(YOUR OBJECTIVE): Search the entries for lines that contain the word "message", and report each one found.

[Saved entries]
Issue #1204, opened 2023-01-20
cloud.Function timeout property


Chriscbr:
### Community Note

> Please vote by adding a 👍 reaction to the issue to help us prioritize.
> If you are interested to work on this issue, please leave a comment.

### Feature Spec

See the `timeout` prop from the current draft SDK specification: https://docs.winglang.io/rfcs/2023-01-11-sdk-spec#function

### Use Cases

Allow cloud functions to run for different amounts of time

### Component

SDK

Chriscbr:
Note: Implementing timeout in the simulator could be non-trivial since inflights are not simulated in different threads, so I think it's OK if we don't support this initially. (For now we can say simulating `timeout` is P2 🙂).

staycoolcall911:
@RaphaelManke I saw you started working on this in #1220 , so I'm assigning this issue to you to prevent others from working on this simultaneously (true story 😄). Thanks for working on it!

RaphaelManke:
Thank you. I am not 100% sure to proceed in near future. So if someone is willing to continue feel free to work further. 

Initially I started to work on this issue to check out how the framework and sdk works. 

If I have some time, I will continue on that.

monadabot:
Congrats! :rocket: This was released in [Wing 0.4.141](https://github.com/winglang/wing/releases/tag/v0.4.141).

PR #1220, opened 2023-01-22
feat(sdk): extend function with timeout property 

RaphaelManke:
Closes: https://github.com/winglang/wing/issues/1204

This PR adds a timeout property to the `cloud.Function` class so that the execution time of a function can be limited. 
This property is defined in the rfc for the Function class. 
The RFC specifies a default value for timeout of 1 minute.

This PR adds a implementation for the timeout property for the simulator and aws function.

In the AWS function implementation the value of the timeout property is directly mapped to the cdktf property of the aws lambda function construct property.

The simulator implementation uses the node [vm options](https://nodejs.org/docs/latest-v16.x/api/vm.html#vmrunincontextcode-contextifiedobject-options) which offer a timeout property to cancel executions after a defined timeout. 

An alternative implementation of the timeout for the simulator has been not been evalutated because the implemented version resulted in the expected behaviour with a minimal effort. 
Side efects are not known yet. 
In case of a timeout in the simulator the User gets informed that a script execution has timed out.
This message could be improved to give the user feedback which inflight function has timed out.


Chriscbr (commented):
I think this looks good! Maybe for the simulator target we can throw an error if someone specifies a `timeout` value?

libs/wingsdk/src/target-sim/function.inflight.ts
```diff
@@ -75,7 +77,7 @@ export class Function implements IFunctionClient, ISimulatorResourceInstance {
     return this.context.withTrace({
       message: `Invoke (payload="${JSON.stringify(payload)}").`,
       activity: async () => {
-        return vm.runInContext(wrapper, context);
+        return vm.runInContext(wrapper, context, { timeout: this.timeout });
```
Chriscbr, line 80: Aha, so there's a timeout option! Brilliant :)

RaphaelManke: yes, I thought that would be clean solution, to make sure the script execution is really stopped.

RaphaelManke:
> Looks like there's a build error related to [this Wing example](https://github.com/winglang/wing/blob/main/examples/tests/invalid/struct_expansion.w) with this line in the logs:
> 
> ```
> wingc: thread 'sanity::cannot_compile_invalid_files' panicked at 'Not all fields of FunctionProps (at src/cloud/function.ts:21:1) are initialized.', libs/wingc/src/type_check.rs:902:21
> ```
> 
> What's weird is that `timeout` is an optional property, so I think the correct behavior is for the code to compile successfully. This is likely a bug in the compiler. You're welcome to dig into the compiler code if you'd like, but I think it's also totally okay to just update the example to specify the `timeout` for now, and someone can fix the error in a separate PR. 🙂

I am not sure how to fix the example. 
How do I test this build locally?
How do I use the Duration class from the std lib to set a timeout? 
what I'd like to do is 
```rust
new cloud.Function(
  handler, 
  cloud.FunctionProps {
    env: Map<str> {}
    timeout: std.Duration.fromMinutes(1)
  }
);

```

Chriscbr:
@RaphaelManke To represent a duration in Wing, you can write `1s`, `1m`, or `1h` (with any numbers)

To run all of the tests you can follow the instructions here: https://docs.winglang.io/contributors/handbook#-how-do-i-run-e2e-tests

Chriscbr (approved):

Chriscbr:
Thanks @RaphaelManke for contributing this! 🙏

staycoolcall911:
Congrats on your first PR @RaphaelManke 👏

PR #1226, opened 2023-01-23
fix(sdk): azure share resources at app level

hasanaburayyan:
This PR moves storage account and resource group resources to the app level to be shared across all resources defined within the app.

Also minor refactor on inflight client to only create 1 instance of containerClient.

### DIFF
--- a/libs/wingsdk/src/target-tf-azure/app.ts
+++ b/libs/wingsdk/src/target-tf-azure/app.ts
@@ -13,6 +13,27 @@ export interface AzureAppProps extends AppProps {
 }
 
 /**
+ * ResourceGroup names are limited to 90 characters.
+ * You can use alphanumeric characters, hyphens, and underscores,
+ * parentheses and periods.
+ */
+const RESOURCEGROUP_NAME_OPTS: NameOptions = {
+  maxLen: 90,
+  disallowedRegex: /([^a-zA-Z0-9\-\_\(\)\.]+)/g,
+};
+
+/**
+ * StorageAccount names are limited to 24 characters.
+ * You can only use alphanumeric characters.
+ */
+const STORAGEACCOUNT_NAME_OPTS: NameOptions = {
+  maxLen: 24,
+  case: CaseConventions.LOWERCASE,
+  disallowedRegex: /([^a-z0-9]+)/g,
+  sep: "",
+};
+
+/**
  * An app that knows how to synthesize constructs into a Terraform configuration
  * for Azure resources.
  */
@@ -38,6 +59,8 @@ export class App extends CdktfApp implements IApp {
    * @link https://registry.terraform.io/providers/hashicorp/azurerm/latest/docs/resources/resource_group#location
    * */
   public readonly location: string;
+  public readonly resourceGroup: ResourceGroup;
+  public readonly storageAccount: StorageAccount;
 
   constructor(props: AzureAppProps) {
     super({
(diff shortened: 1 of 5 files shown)


libs/wingsdk/src/target-tf-azure/app.ts
```diff
@@ -61,5 +86,19 @@ export class App extends CdktfApp implements IApp {
...
       writable: false,
     });
+
+    // Create a resource group and storage account for all resources in this app
+    this.resourceGroup = new ResourceGroup(this, "ResourceGroup", {
+      location: this.location,
+      name: ResourceNames.generateName(this, RESOURCEGROUP_NAME_OPTS),
+    });
+
+    this.storageAccount = new StorageAccount(this, "StorageAccount", {
```
hasanaburayyan, line 96: I think it's possible that storage account can be implemented as a singleton, but looking into the azure docs on storage account I think it's nearly always going to be the case we want to create 1 per app. Still pondering this...

eladb: We could implement this as a lazy property.

hasanaburayyan: Yup, agreed was just chatting with @staycoolcall911 about using lazy loading here.

libs/wingsdk/test/target-tf-azure/bucket.test.ts
```diff
@@ -48,13 +48,15 @@ test("bucket name valid", () => {
   const app = new tfazure.App({ outdir: mkdtemp(), location: "East US" });
   const bucket = new cloud.Bucket(app, "The-Uncanny-Bucket");
   const output = app.synth();
+  console.log(output);
+  console.log(bucket.node.addr.substring(0, 8));
```
Chriscbr, line 52: Clean up

Chriscbr (commented):
Let's unit test this with an app that has more than one bucket

libs/wingsdk/src/target-tf-azure/app.ts
```diff
@@ -61,5 +86,49 @@ export class App extends CdktfApp implements IApp {
       enumerable: false,
       writable: false,
     });
+
+    // At runtime the resolved app class is an instance of InnerApp which means that all the methods
+    // declared in this class are tossed out. This is a workaround to attach the getters to InnerApp class
+    // at runtime.
+    this._resourceGroup = undefined as any;
+    Object.defineProperty(this, "resourceGroup", {
```
hasanaburayyan, line 94: @eladb @staycoolcall911 @Chriscbr Wanted to draw your attention to this. Im still trying to understand why, but essentially because the instance of app is that of InnerApp from the CdktfApp during runtime creating a getter (or any other public method) gets tossed out. @MarkMcCulloh might have better explanation, but he rescued me on this one 😅. Though during our debugging we thought it might merit some more team discussion around this.

libs/wingsdk/test/target-tf-azure/bucket.test.ts
hasanaburayyan: 👍 cleaned up

libs/wingsdk/src/target-tf-azure/app.ts
eladb: Not sure I understand...

Is this what you tried to do and didn't work?

```ts
class Foo {
  private _resourceGroup?: ResourceGroup;

  public get resourceGroup() {
    if (!this._resourceGroup) {
      this._resourceGroup = new ResourceGroup(this, "ResourceGroup", ...);
    }

    return this._resourceGroup;
  }
}
```

hasanaburayyan: Thats right that getter method would never be called, because the only methods/fields available are those of the InnerApp class. Though what I dont understand is why when we create an instance of the app directly 
```ts
const app = new tfazure.App({ outdir: mkdtemp(), location: "East US" });
console.log(app);
```
this logged app is an InnerApp

Chriscbr: @hasanaburayyan @eladb Odd... actually I think I might have also encountered some issues like this while trying to set up stuff on the GCP bucket resource. I think it's possible this might be fixable by refactoring away the `CdktfApp` - take a look at what I did in my PR here (in core/app.ts):

https://github.com/winglang/wing/pull/827/files#diff-380d8cb14bea95361d57e8a63cc67a761a28a2e36214a025446ffef5f4c5adfe

I haven't cleaned up everything yet but I think with some tweaking it might be able to fix the issue.

hasanaburayyan: Yea I think refactoring out the InnerApp class is going to be the fix, once that PR is merged Ill get this rebased and fixed to be cleaner!

hasanaburayyan: Yupp, rebased the new changes to Cdktf class and things work the way they should 😁

eladb (approved):
Nice and elegant.

Curious what was the issue with the properties...

PR #1231, opened 2023-01-23
feat(sdk): bucket.add_object

Chriscbr:
Code written from the third Wingly Update twitch show. Still need to write unit tests and probably at least one integration test before shipping it.

I promise to get back to this PR just like GCP bucket (#827) 😆 


libs/wingsdk/src/target-tf-aws/bucket.ts
```diff
@@ -103,6 +104,14 @@ export class Bucket extends cloud.BucketBase {
     }
   }
 
+  public addObject(key: string, body: string): void {
+    new S3Object(this, `S3Object-${key}`, {
+      bucket: this.bucket.bucket,
+      key,
```
marciocadev, line 110: @Chriscbr Restrictions on object names in S3 are quite broad, but there are characters that need special treatment and others to avoid as per this link

https://docs.aws.amazon.com/AmazonS3/latest/userguide/object-keys.html

Perhaps we can ignore these limitations for the moment (I imagine very few people want to create a file with @ or $) or we can change the resource-names so that it is not limited to resources but to everything related to names

And I imagine that this can also affect the logical id of the object

libs/wingsdk/src/target-tf-azure/bucket.ts
```diff
@@ -92,8 +93,23 @@ export class Bucket extends cloud.BucketBase {
...
+  public addObject(key: string, body: string): void {
+    // Blob naming conventions:
+    // https://learn.microsoft.com/en-us/rest/api/storageservices/naming-and-referencing-containers--blobs--and-metadata#blob-names
+    const blobName = key
+      .split("/")
+      .map((s) => encodeURIComponent(s))
+      .join("/");
 
-    this.storageContainer;
+    new StorageBlob(this, `Blob-${key}`, {
```
marciocadev, line 106: I don't know much about CdkTF, but I imagine there are limits on the length of the logical id string

libs/wingsdk/src/cloud/bucket.ts
```diff
@@ -35,6 +35,11 @@ export abstract class BucketBase extends Resource {
 
     props;
   }
+
+  /**
+   * Add a file to the bucket that is uploaded when the app is deployed.
+   */
+  public abstract addObject(key: string, body: string): void;
```
hasanaburayyan, line 42: I did not see one but I wonder if we have any issue that references future support of blobs. Maybe a TODO: with the issue link might mitigate questions from those who wonder why we are using just string for body. 🤷

hasanaburayyan (approved):
❤️ the azure support as well. Small question on whether to add a TODO comment but other than that LGTM.

libs/wingsdk/src/cloud/bucket.ts
marciocadev: I had the same question, but I thought that since the language didn't have blob support yet that's why str was used

libs/wingsdk/src/target-tf-aws/bucket.ts
Chriscbr: Logical IDs don't have any hard restrictions on characters or length AFAIK.

Based on the docs you linked, maybe we could offer some warnings if users choose file names with special characters, but I think it's OK to keep things simple for now. For the size of the string, I think every cloud provider has some restrictions on user input sizes, but since the key name is entirely user-provided, I think it's OK to let the cloud provider throw an error instead of handling it in the Wing SDK.

libs/wingsdk/src/target-tf-azure/bucket.ts
Chriscbr: No restrictions that I'm aware of

libs/wingsdk/src/cloud/bucket.ts
Chriscbr: I've added a comment to the description 👍

marciocadev (approved):

Chriscbr:
GitHub says I still need an approval from @winglang/maintainers

staycoolcall911 (approved):

PR #1247, opened 2023-01-24
fix(sdk): unable to capture resources inside immutable data containers

### LINKED ISSUE #1156: Unable to capture an array/map/set of resources
### Community Note

### I tried this:

I tried to capture an array with two buckets:

```js
bring cloud;

let arr = [new cloud.Bucket(), new cloud.Bucket()];

  let b1 = arr.at(0);
  let b2 = arr.at(1);
  b1.put("hello", "world");
});
```

### I expected this:

To work

### Instead, this happened:

The capturing mechanism currently treats data and resources differently, which means that in this case the buckets are not bound as resources.

### Component:

Compiler, SDK

### Wing Version:

_No response_

### Node.js Version:

_No response_

### Platform(s):

_No response_

### Anything else?

See https://github.com/winglang/wing/pull/1144#discussion_r1069527720

eladb:
This is an initial step towards merging `data` and `resources` in the binding system. We now allow any immutable data object to also include resources (e.g. an array of buckets, map of queues, etc).

To support this, we use duck-typing to determine if an object is a resource (e.g. it implements `_toInflight` and `_bind`), and call these methods in their relevant place respectively.

Fixes #1156


libs/wingsdk/src/core/internal.ts
```diff
@@ -103,8 +105,14 @@ function serializeImmutableData(obj: any): string {
         return `new Map(${serializeImmutableData(Array.from(obj))})`;
       }
 
-      // structs are just objects
-      if (obj instanceof Object) {
+      // if the object is a resource (i.e. has a "_toInflight" method"), then we lift and add to the
+      // list of bindings.
+      if (typeof (obj as IResource)._toInflight === "function") {
+        return (obj as IResource)._toInflight().text;
+      }
```
Chriscbr, line 112: This comment does not match this code.

BTW - I feel like it's okay to treat constructs without `_toInflight` or `_bind` as still resources - they're just resources that don't have any inflight functionality. For example we could provide a default `_toInflight()` implementation that returns an empty inflight client class, and a bind method that returns nothing.

libs/wingsdk/src/core/resource.ts
```diff
@@ -353,3 +341,69 @@ export class Display {
...
+        (obj as IResource)._bind(host, ops);
+
+        // add connection metadata (use "?" to indicate that we don't know the operation)
+        for (const op of ops) {
+          Resource.addConnection({
+            from: host,
+            to: obj,
+            relationship: op,
+          });
+        }
```
Chriscbr, line 394: Update comment

libs/wingsdk/src/core/resource.ts
```diff
@@ -353,3 +341,69 @@ export class Display {
...
+
+        return;
+      }
+
+      // structs are just plain objects
+      if (obj.constructor.name === "Object") {
+        Object.values(obj).forEach((item) => bindObject(item, host, ops));
```
Chriscbr, line 401: I feel like there's something we're not quite modeling here -- the list of operations passed to this function are specifically operations about `obj`. (Or at least, that was the original intent). If a struct contains a bucket and a key value store, we shouldn't mix up performing `put` on a `cloud.Bucket` with performing `put` on a `cloud.KeyValueStore`. Do you see what I mean?

libs/wingsdk/src/core/internal.ts
eladb: > BTW - I feel like it's okay to treat constructs without _toInflight or _bind as still resources - they're just resources that don't have any inflight functionality. For example we could provide a default _toInflight() implementation that returns an empty inflight client class, and a bind method that does nothing

That's an interesting idea. There is even a use case for referencing things like resource attributes from inflight.

```js
bring "aws-cdk" as aws;

let bucket = new aws.s3.Bucket();

  print(bucket.bucket_name);
};
```

I'll open an issue and follow up.

eladb: https://github.com/winglang/wing/issues/1251

libs/wingsdk/src/core/resource.ts
eladb: DONE

libs/wingsdk/src/core/resource.ts
eladb: Yes, good point. In the `struct` case, `ops` is just going to be `["?"]` anyway, so I think we are "fine".

As discussed yesterday, we need to revisit how "ops" are determined/propagated anyway.

Chriscbr (approved):

Chriscbr:
@eladb @MarkMcCulloh I'm not sure why this got automatically merged, it looks like on the last commit before mergify commented, the E2E tests were failing. Is this an issue with our configuration somewhere?

MarkMcCulloh:
@Chriscbr I think I see the issue. The self mutation workflow also has a job named "build" so when that passes it considers it good to merge. In this PR I changed the name https://github.com/winglang/wing/pull/1250

Chriscbr:
Ahh, nice catch 👍

PR #1248, opened 2023-01-24
feat(examples): naive distributed lock

Chriscbr:
Another Wing example for inspiration!

See the source code for more explanation on limitations of this lock implementation. It's possible kind of lock might be practical if it was augmented with a timeout mechanism -- i.e. it internally tracked _who_ requested the lock and what time it was requested, and if the lock was not released after that amount of time, whoever requested the lock would be evicted/stopped and the lock would be released.

Another idea is to tweak this resource into a [semaphore](https://en.wikipedia.org/wiki/Semaphore_(programming)). A semaphore is basically a lock that can be acquired by up to N workers.


examples/proposed/lock.w
```diff
@@ -0,0 +1,83 @@
+bring cloud;
+
+/**
+ * A lock that can only be acquired by one inflight at a time.
+ *
+ * Internally, this uses a cloud.Counter to keep track of a number.
+ * If the number is 0, the lock is free. If the number is 1, the lock
+ * is acquired.
+ *
+ * This is a very simple lock, and it has a number of limitations:
```
eladb, line 10: Worth talking about how can we solve these problems with wing.

eladb: Maybe a team time brainstorm

eladb (approved):

flyingImer:
you beat me on this example, but let me share mine as well once it is ready

Chriscbr:
> you beat me on this example, but let me share mine as well once it is ready

yes! I'd love to see it (we can definitely add multiple examples) :)

examples/proposed/lock.w
```diff
@@ -0,0 +1,83 @@
...
+  * - It is not reentrant. If a single inflight tries to acquire the lock
+  *   twice, it may block forever.
+  * - It is not fair. If multiple inflights are waiting to acquire the lock,
+  *   there is no guarantee that they will acquire the lock in the order
+  *   that they requested it.
```
MarkMcCulloh, line 15: tbh I would not expect a lock to be fair. 
If I needed a fair lock I would be okay with requiring a `FairLock` resource or something since there's gonna have to be overhead.

examples/proposed/lock.w
```diff
@@ -0,0 +1,83 @@
...
+  * - It is not stable. If an inflight crashes while holding the lock, the
+  *   lock will be permanently stuck in the acquired state.
+ */
+resource Lock {
+  counter: cloud.Counter;
```
MarkMcCulloh, line 20: I feel like Counter is not a sufficient structure here.

Using something that supports:
- key/value storage
- TTLs

Would allow the lock to be both reentrant and "stable" in crash conditions.

Obviously we don't have that now, but the closest thing could be some kind of `Cache` I guess

eladb: DynamoDB has support for TTLs so that might be something to consider.

examples/proposed/lock.w
Chriscbr: Fair enough (ha). I've seen in Java and some other languages, locks sometimes have a way to configure fairness so e.g. under contention, the lock is always given to the longest-awaited thread. Maybe it's not something you always expect as a developer, but this kind of feature can help avoid some forms of deadlock I think.

MarkMcCulloh: To be clear, I think being able to configure fairness is great and I agree with what you're saying, I just meant as a default for something simply called `Lock` I think it's okay if it's unfair.

examples/proposed/lock.w
MarkMcCulloh: Yeah I think under-the-hood dynamo would be okay for this, although a little slow compared to Elasticache if you're okay with a volatile lock.

flyingImer:
> 

> > you beat me on this example, but let me share mine as well once it is ready
> 
> yes! I'd love to see it (we can definitely add multiple examples) :)

it's here: https://github.com/winglang/wing/pull/1260 😃

PR #1256, opened 2023-01-25
chore: missing snapshot and fix premature merging

MarkMcCulloh:
#1247 was merged prematurely, missing this snapshot update.

Mergify sees the "build" success from the SDK mutation job and attempts to merge, but that was not intentional. So we rename it here.

### DIFF
--- a/.github/workflows/wingsdk-mutation.yml
+++ b/.github/workflows/wingsdk-mutation.yml
@@ -20,7 +20,7 @@ env:
   CI: "true"
 
 jobs:
-  build:
+  mutate:
     runs-on: ubuntu-latest
     steps:
       - name: Checkout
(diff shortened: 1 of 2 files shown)


Chriscbr (approved):

.github/workflows/wingsdk-mutation.yml
```diff
@@ -20,7 +20,7 @@ env:
   CI: "true"
 
 jobs:
-  build:
+  mutate:
```
staycoolcall911, line 23: @MarkMcCulloh - maybe add a comment here in a subsequent PR, just to explain why we called it `mutate` instead of `build` and to prevent someone from refactoring it to `build` again to be consistent with names across our ymls...

PR #1258, opened 2023-01-25
fix(compiler): std objects can't be used inflight

### LINKED ISSUE #1242: `str` should support .includes() method on inflight
### Community Note

### I tried this:

```ts
bring cloud;

let a = "some string";

 assert(a.includes("some"));
})
```

### I expected this:

To work.

### Instead, this happened:

Compilation failed with 1 errors
Error at code.w:6:9 | Cannot call preflight function "a.includes" while in inflight phase

### Component:

SDK

### Wing Version:

0.4.131

### Node.js Version:

_No response_

### Platform(s):

_No response_

### Anything else?

_No response_

MarkMcCulloh:
By default, class imported through jsii have been preflight only. This PR changes any class that is not a resource (construct) to be phase independent. This Fixes #1242 by allowing the use of the primitive APIs in any phase as-is.


libs/wingc/src/type_check/jsii_importer.rs
```diff
@@ -413,6 +413,11 @@ impl<'a> JsiiImporter<'a> {
 	fn import_class(&mut self, jsii_class: wingii::jsii::ClassType, namespace_name: &str) {
 		let mut is_resource = false;
 		let type_name = &self.fqn_to_type_name(&jsii_class.fqn);
+		let phase = if jsii_class.assembly == WINGSDK_ASSEMBLY_NAME && namespace_name == WINGSDK_STD_MODULE {
```
eladb, line 416: This feels pretty special-casy... Is it possible to add some JSII annotation to these APIs that will tell Wing that they are phase independent?

I also believe we decided that classes are phase independent, no? (i.e. they can be instantiated and used from both phases). WDYT?

eladb (changes requested):

libs/wingc/src/type_check/jsii_importer.rs
MarkMcCulloh: I mention the jsii annotation in the description, and I suppose I'm fine with it but it doesn't feel particularly useful right now. The only things that stay the same between preflight/inflight are serializable primitives, which are all in `std` right now and we have no means of having anywhere else.

Not sure what it means for a class to be phase independent, we'd need to have a way of cloning the class definition across boundaries and accounting for mutability somehow. Not really something this PR is addressing.

eladb: Being phase independent is not the same as allowing capture. It just means that it can be instantiated either in preflight or in inflight.

Specifically, primitives and immutable collections can also be captured across inflight boundaries. But that's covered already.

Does that make sense?

Bottom line -- I think we should just consider classes to phase independent, and therefore all std type APIs are also phase independent.

yoav-steinberg: Another option is to consider anything that's a construct/resource to be preflight while everything else is phase independent. I think that's a better approach for now and it should resolve the issue you're having with using std stuff inflight.

yoav-steinberg (approved):

eladb:
Description probably needs an update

(EXPECTED OUTPUT):
This message could be improved to give the user feedback which inflight function has timed out.
       message: `Invoke (payload="${JSON.stringify(payload)}").`,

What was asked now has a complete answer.